* [Aim of the task]: What you return must be every line below that includes the word "flexibility".
Top of Records to process
PR #122, opened 2025-01-20
feat(tusb_msc): Add device mount/unmount callback

peter-marcisovsky:
## Description

This MR adds a possibility to define a user callback for device mount/unmount events.

Right now, the `tusb_msc_storage.c` automatically calls:
- `tinyusb_msc_storage_mount()` at `tud_umount_cb()`
- `tinyusb_msc_storage_unmount()` at `tud_mount_cb()`

User has no flexibility to do anything else upon the device mount/unmount.

This MR adds a flexibility to the user, to for example control an owership of the storage (eg, not to automatically unmount a storage when a USB device is plugged in)

Also cleaned conceptions between device mount/unmount and storage mount/unmount, not to confuse anyone when the code refers to device mount/unmount and when to storage mount/unmount.

## Related

Related to #78 

## Testing

---

## Checklist

Before submitting a Pull Request, please ensure the following:

- [ ] 🚨 This PR does not introduce breaking changes.
- [ ] All CI checks (GH Actions) pass.
- [ ] Documentation is updated as needed.
- [ ] Tests are updated or added as necessary.
- [ ] Code is well-commented, especially in complex areas.
- [ ] Git history is clean — commits are squashed to the minimum necessary.

PR #175, opened 2025-05-22
feature(tinyusb): Added device events callback

roma-jam:
## Description

User could specify the specific callback, that will be called with specific event:
- `TINYUSB_EVENT_ATTACHED`: Host enumerates the device and fulfill SetConfiguration() request on a device. 
- `TINYUSB_EVENT_DETACHED`: Device detaches from the Host. 

In the future, events list could be extended to: `SUSPEND`, `RESUME`, `SOF` etc.

## Related
- Prerequisites for https://github.com/espressif/esp-usb/pull/178
- https://github.com/espressif/esp-usb/pull/122

## Testing

Testing is possible with the same tests.

---

## Checklist

### DIFF
--- a/device/esp_tinyusb/include/tinyusb_default_configs.h
+++ b/device/esp_tinyusb/include/tinyusb_default_configs.h
@@ -14,6 +14,8 @@
 extern "C" {
 #endif
 
+#define GET_CONFIG_MACRO(dummy, arg1, arg2, arg3, name, ...)    name
+
 /**
  * @brief Default TinyUSB Driver configuration structure initializer
  *
@@ -31,10 +33,24 @@ extern "C" {
  * - Unicore:       CPU0
  *
  */
+
+#define TINYUSB_DEFAULT_CONFIG(...)              GET_CONFIG_MACRO(, ##__VA_ARGS__, \
+                                                                    TINYUSB_CONFIG_INVALID,    \
+                                                                    TINYUSB_CONFIG_EVENT_ARG,  \
+                                                                    TINYUSB_CONFIG_EVENT,      \
+                                                                    TINYUSB_CONFIG_NO_ARG      \
+                                                                )(__VA_ARGS__)
+
+#define TINYUSB_CONFIG_INVALID(...)              static_assert(false, "Too many arguments for TINYUSB_DEFAULT_CONFIG")
+
 #if CONFIG_IDF_TARGET_ESP32P4
-#define TINYUSB_DEFAULT_CONFIG()       TINYUSB_CONFIG_HIGH_SPEED()
+#define TINYUSB_CONFIG_NO_ARG()                  TINYUSB_CONFIG_HIGH_SPEED(NULL, NULL)
+#define TINYUSB_CONFIG_EVENT(event_hdl)          TINYUSB_CONFIG_HIGH_SPEED(event_hdl, NULL)
+#define TINYUSB_CONFIG_EVENT_ARG(event_hdl, arg) TINYUSB_CONFIG_HIGH_SPEED(event_hdl, arg)
 #else
-#define TINYUSB_DEFAULT_CONFIG()       TINYUSB_CONFIG_FULL_SPEED()
+#define TINYUSB_CONFIG_NO_ARG()                  TINYUSB_CONFIG_FULL_SPEED(NULL, NULL)
+#define TINYUSB_CONFIG_EVENT(event_hdl)          TINYUSB_CONFIG_FULL_SPEED(event_hdl, NULL)
+#define TINYUSB_CONFIG_EVENT_ARG(event_hdl, arg) TINYUSB_CONFIG_FULL_SPEED(event_hdl, arg)
 #endif
 
 #if CONFIG_FREERTOS_UNICORE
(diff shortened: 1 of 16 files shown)


device/esp_tinyusb/include/tinyusb_default_configs.h
```diff
@@ -48,9 +64,7 @@ extern "C" {
 // Default priority for task used in TinyUSB task creation
 #define TINYUSB_DEFAULT_TASK_PRIO      5
 
-
-
-#define TINYUSB_CONFIG_FULL_SPEED()                     \
+#define TINYUSB_CONFIG_FULL_SPEED(event_hdl, arg)       \
```
tore-espressif, line 67: I'm not sure if this change is necessary. Many users will not use the new `event_cb` so they will end up with calling `TINYUSB_CONFIG_FULL_SPEED(NULL, NULL)`

tore-espressif (commented):
@roma-jam Only few details, overall LGTM

device/esp_tinyusb/include/tinyusb_default_configs.h
roma-jam: They still could call `TINYUSB_DEFAULT_CONFIG()` without any arguments and still have the same result. 

I didn't apply similar logic for `TINYUSB_CONFIG_FULL_SPEED()` because I assumed that calling this API will require some knowledge, so generally it is not a big deal to provide `NULL` as argument.

tore-espressif: Fair enough, thanks!

device/esp_tinyusb/include/tinyusb_types.h
```diff
@@ -26,6 +26,23 @@ typedef enum {
...
+/**
+ * @brief TinyUSB event type
+ */
+typedef enum {
+    TINYUSB_EVENT_ATTACHED,             /*!< USB device attached to the Host */
+    TINYUSB_EVENT_DETACHED,             /*!< USB device detached from the Host */
+} tinyusb_event_t;
+
+/**
+ * @brief Callback used to indicate that the External Port driver requires a Hub class specific request
```
peter-marcisovsky, line 50: Probably a copy-paste error from an external hub callback

device/esp_tinyusb/tinyusb.c
```diff
@@ -14,17 +14,50 @@
...
 #ifndef tusb_teardown
 #   define tusb_teardown()   (true)
 #endif // tusb_teardown
 
+// Application callbacks
+
+void tud_mount_cb(void)
+{
+#if (CONFIG_TINYUSB_MSC_ENABLED)
+    tinyusb_msc_mount();
```
peter-marcisovsky, line 47: Is this going to be the storage mount function? 
Equivalent, to what we have now `tinyusb_msc_storage_mount()` in `tusb_msc_storage.c` ?

If so, it's again inverted. It should be: 

Device mount event -> Storage unmount (Unmount from an app)
Device mount event -> Storage mount (Mount to an app)

peter-marcisovsky (commented):
Nice changes.

device/esp_tinyusb/tinyusb.c
roma-jam: Nope, this is right this time.

Indeed, it should be that same as before, without any changes: 

```
// Invoked when device is unmounted
void tud_umount_cb(void)
{
    if (tinyusb_msc_storage_mount(s_storage_handle->base_path) != ESP_OK) {
        ESP_LOGW(TAG, "tud_umount_cb() mount Fails");
    }
}

// Invoked when device is mounted (configured)
void tud_mount_cb(void)
{
    tinyusb_msc_storage_unmount();
}
```

So, as the `s_storage_handle` isn't available I have already added two additional calls in `tusb_msc_storage.h`, which will be solving the logic in `tusb_msc_storage.c` correctly: 

```
// Invoked when device is unmounted
void tinyusb_msc_unmount(void)
{
    if (tinyusb_msc_storage_mount(s_storage_handle->base_path) != ESP_OK) {
        ESP_LOGW(TAG, "tud_umount_cb() mount Fails");
    }
}

// Invoked when device is mounted (configured)
void tinyusb_msc_mount(void)
{
    tinyusb_msc_storage_unmount();
} 

```

But from the tinyusb.c point of view, the logic is linear and maybe to avoid such mess in the future, we need to rename them to something like: 

`tud_mount_cb() `-> `tinyusb_msc_storage_to_usb()`
`tud_umount_cb()` -> `tinyusb_msc_storage_to_app()`

device/esp_tinyusb/include/tinyusb_types.h
roma-jam: Ah, you are totally right )

device/esp_tinyusb/tinyusb.c
roma-jam: Yep, I implemented (https://github.com/espressif/esp-usb/pull/178) two functions: 
- `void tinyusb_msc_storage_to_app(void)`
- `void tinyusb_msc_storage_to_usb(void)`

So, there should be no questions anymore.

PR #176, opened 2025-05-22
UVC updates for esp_video

tore-espressif:
## UVC driver updates for esp_video binding
Espressif's [esp_video](https://components.espressif.com/components/espressif/esp_video) component provides video pipeline and simulates V4L2 API. This MR updates UVC driver so it can be used in UVC video

### Notable changes
* Added `uvc_host_stream_format_get()` and `uvc_host_buf_info_get()` functions that are needed for esp_video_uvc binding
* Added option to request default FPS and/or default format during format change
* Fixed minor bugs

### DIFF
--- a/host/class/uvc/usb_host_uvc/host_test/main/parsing/test_parsing_helpers.hpp
+++ b/host/class/uvc/usb_host_uvc/host_test/main/parsing/test_parsing_helpers.hpp
@@ -7,7 +7,7 @@
 #pragma once
 
 /**
- * @brief Define MJPEG formats with FPS 30-5
+ * @brief Define MJPEG formats with FPS 30-5 and 0 (default)
  */
 #define FORMAT_MJPEG_30_5(x, y)      \
     {x, y, 30, UVC_VS_FORMAT_MJPEG}, \
@@ -19,7 +19,7 @@
     {x, y, 0, UVC_VS_FORMAT_MJPEG}
 
 /**
- * @brief Define MJPEG formats with FPS 30-15
+ * @brief Define MJPEG formats with FPS 30-15 and 0 (default)
  */
 #define FORMAT_MJPEG_30_25_15(x, y)  \
     {x, y, 30, UVC_VS_FORMAT_MJPEG}, \
@@ -28,7 +28,7 @@
     {x, y, 0, UVC_VS_FORMAT_MJPEG}
 
 /**
- * @brief Define MJPEG formats with FPS 30-15
+ * @brief Define MJPEG formats with FPS 30-15 and 0 (default)
  */
 #define FORMAT_MJPEG_30_20_15(x, y)  \
     {x, y, 30, UVC_VS_FORMAT_MJPEG}, \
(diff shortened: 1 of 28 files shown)


host/class/uvc/usb_host_uvc/uvc_control.c
```diff
@@ -62,7 +62,24 @@ static esp_err_t uvc_host_stream_control(uvc_host_stream_hdl_t stream_hdl, uvc_v
...
+            case UVC_VS_DESC_SUBTYPE_FRAME_FRAME_BASED:
+                vs_control->dwFrameInterval = frame_desc->frame_based.dwDefaultFrameInterval;
+                break;
+            case UVC_VS_DESC_SUBTYPE_FRAME_UNCOMPRESSED:
+            case UVC_VS_DESC_SUBTYPE_FRAME_MJPEG:
+                vs_control->dwFrameInterval = frame_desc->mjpeg_uncompressed.dwDefaultFrameInterval;
+                break;
+            default:
+                assert(!"This subtype is not supported!");
+                return ESP_ERR_NOT_SUPPORTED;
```
peter-marcisovsky, line 78: Just out of curiosity: Is this common practice, to call `assert(false)` and afterwards a `return` ?

Also, for debug builds, we have the assert and message, whereas for release builds, the asserts are removed and the code returns `ESP_ERR_NOT_SUPPORTED` but the return value of `uvc_host_stream_control()` is not always checked.

For example, `uvc_host_stream_control_probe()` (which is also called from UVC Host public API) calls `uvc_control_probe_set()` which calls `uvc_host_stream_control()`, but the return value of the `uvc_control_probe_set()` is not checked. So the code can fail without any sign of failing.

peter-marcisovsky (approved):
Just few comments for tests. LGTM

host/class/uvc/usb_host_uvc/host_test/main/parsing/test_parsing_helpers.hpp
```diff
@@ -15,23 +15,26 @@
     {x, y, 20, UVC_VS_FORMAT_MJPEG}, \
     {x, y, 15, UVC_VS_FORMAT_MJPEG}, \
     {x, y, 10, UVC_VS_FORMAT_MJPEG}, \
-    {x, y, 5, UVC_VS_FORMAT_MJPEG}
+    {x, y, 5, UVC_VS_FORMAT_MJPEG},  \
+    {x, y, 0, UVC_VS_FORMAT_MJPEG}
```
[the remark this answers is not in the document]
tore-espressif: OK, I will update the macro name and description.

I have defined macros only for the most common formats. The remaining formats are explicitely listed in the test itself

host/class/uvc/usb_host_uvc/uvc_control.c
tore-espressif: You're right. In this case, asserting by default is not the right solution.

`assert` in default switch is OK for defensive programming, where the default value cannot be ever reached.

Here however, the default switch is reachable if user plugs in a camera with format that is not supported by this driver -> will fix.

Later in `uvc_host_stream_control_probe()` I do not check the return code, because the result of the `set` operation is checked by `uvc_control_probe_get()` which checks if the camera really accepted the set format.

PR #177, opened 2025-05-23
fix(uvc): Relax bulk EoF flag check

tore-espressif:
Closes IDF-12702

Alse clean-up the streaming host tests


tore-espressif:
cc @lijunru-hub

PR #178, opened 2025-05-23
feat(tusb_msc): Add device mount/unmount callback

roma-jam:
## Testing

---

## Checklist

Before submitting a Pull Request, please ensure the following:

- [ ] 🚨 This PR does not introduce breaking changes.
- [ ] All CI checks (GH Actions) pass.
- [ ] Documentation is updated as needed.
- [ ] Tests are updated or added as necessary.
- [ ] Code is well-commented, especially in complex areas.
- [ ] Git history is clean — commits are squashed to the minimum necessary.

PR #186, opened 2025-06-13
fix(tinyusb_msc): Address calculation verification for SPI Flash

roma-jam:
## Description
The verification of the address value (the value, which is used for Wear Levelling above SPI Flash storage) is done when WRITE(10) command is coming, for both storages: SPI Flash and SD/MMC.

This verification is not relevant, when SD/MMC storage is used, as SD/MMC storage works with LBA directly. 

## Related

- Closes https://github.com/espressif/esp-idf/issues/16085
- Relates to https://github.com/espressif/esp-usb/pull/178

## Testing

```
$ dd if=/dev/random of=/dev/sda bs=512 count=1 seek=124735487
$ dd if=/dev/sda iflag=direct bs=512 skip=124735487 count=1
```

1. After the change, the direct read/write of the last sector of the card with capacity of 64 GB completed successful and the data is valid. 
image

2. Without change, the direct read/write of the last sector of the uSD card with capacity of 64 GB completed successful, but the data has not been written correctly. 
image

Notes
1. The tests were done one by one, so the returning data in the case 2 (without changes of this PR) is equal to the random data, written in case 1. 
2. Different uSD cards with 64 GB could report different amounts of sectors. In case of tested uSD card, the card capacity was  `capacity=124735488`

## Limitation

1. Reporting that data has been written correctly, even if the data was not written. Will be fixed in https://github.com/espressif/esp-usb/pull/178 

---

## Checklist

### DIFF
--- a/device/esp_tinyusb/tusb_msc_storage.c
+++ b/device/esp_tinyusb/tusb_msc_storage.c
@@ -137,9 +137,13 @@ static esp_err_t _write_sector_spiflash(size_t sector_size,
                                         size_t size,
                                         const void *src)
 {
-    ESP_RETURN_ON_ERROR(wl_erase_range(s_storage_handle->wl_handle, addr, size),
-                        TAG, "Failed to erase");
-    return wl_write(s_storage_handle->wl_handle, addr, src, size);
+    (void) addr; // addr argument is not used in this function, we calculate it based on lba and offset.
+    size_t temp = 0;
+    size_t src_addr = 0; // Address of the data to be write, relative to the beginning of the partition.
+    ESP_RETURN_ON_FALSE(!__builtin_umul_overflow(lba, sector_size, &temp), ESP_ERR_INVALID_SIZE, TAG, "overflow lba %lu sector_size %u", lba, sector_size);
+    ESP_RETURN_ON_FALSE(!__builtin_uadd_overflow(temp, offset, &src_addr), ESP_ERR_INVALID_SIZE, TAG, "overflow addr %u offset %lu", temp, offset);
+    ESP_RETURN_ON_ERROR(wl_erase_range(s_storage_handle->wl_handle, src_addr, size), TAG, "Failed to erase");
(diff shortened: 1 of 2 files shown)


device/esp_tinyusb/tusb_msc_storage.c
```diff
@@ -219,16 +224,12 @@ static esp_err_t _msc_storage_write_sector(uint32_t lba,
         return ESP_ERR_INVALID_STATE;
     }
     size_t sector_size = tinyusb_msc_storage_get_sector_size();
-    size_t temp = 0;
-    size_t addr = 0; // Address of the data to be read, relative to the beginning of the partition.
-    ESP_RETURN_ON_FALSE(!__builtin_umul_overflow(lba, sector_size, &temp), ESP_ERR_INVALID_SIZE, TAG, "overflow lba %lu sector_size %u", lba, sector_size);
-    ESP_RETURN_ON_FALSE(!__builtin_uadd_overflow(temp, offset, &addr), ESP_ERR_INVALID_SIZE, TAG, "overflow addr %u offset %lu", temp, offset);
 
-    if (addr % sector_size != 0 || size % sector_size != 0) {
+    if (size % sector_size != 0) {
```
roma-jam, line 228: To reviewers: 

This is also not relevant and will be deleted in v.2 for two reasons:
- we already have `assert(bufsize <= MSC_STORAGE_BUFFER_SIZE)` on the previous step, which partially covers that
- the MSC driver is using SCSI commands which operates with sectors. So the smaller amount of data that could come from the driver is one sector.

peter-marcisovsky (approved):
Nice fix, LGTM. Is there (theoretical) limit for the maximum capacity of sdmmc, which can be used with esp32?  I am thinking, that we could provide this information into the documentation (if there is a limit), or event to the release notes

tore-espressif (approved):
Very nice fix, thank you @roma-jam !

PR #195, opened 2025-07-01
refactor(tinyusb): Default config header rename

roma-jam:
## Description

When I have added tinyusb_default_configs.h file, I supposed that this file will hold different default configurations for tinyusb.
Bottom of Records to process
* [Solution]:
User has no flexibility to do anything else upon the device mount/unmount.
This MR adds a flexibility to the user, to for example control an owership of the storage (eg, not to automatically unmount a storage when a USB device is plugged in)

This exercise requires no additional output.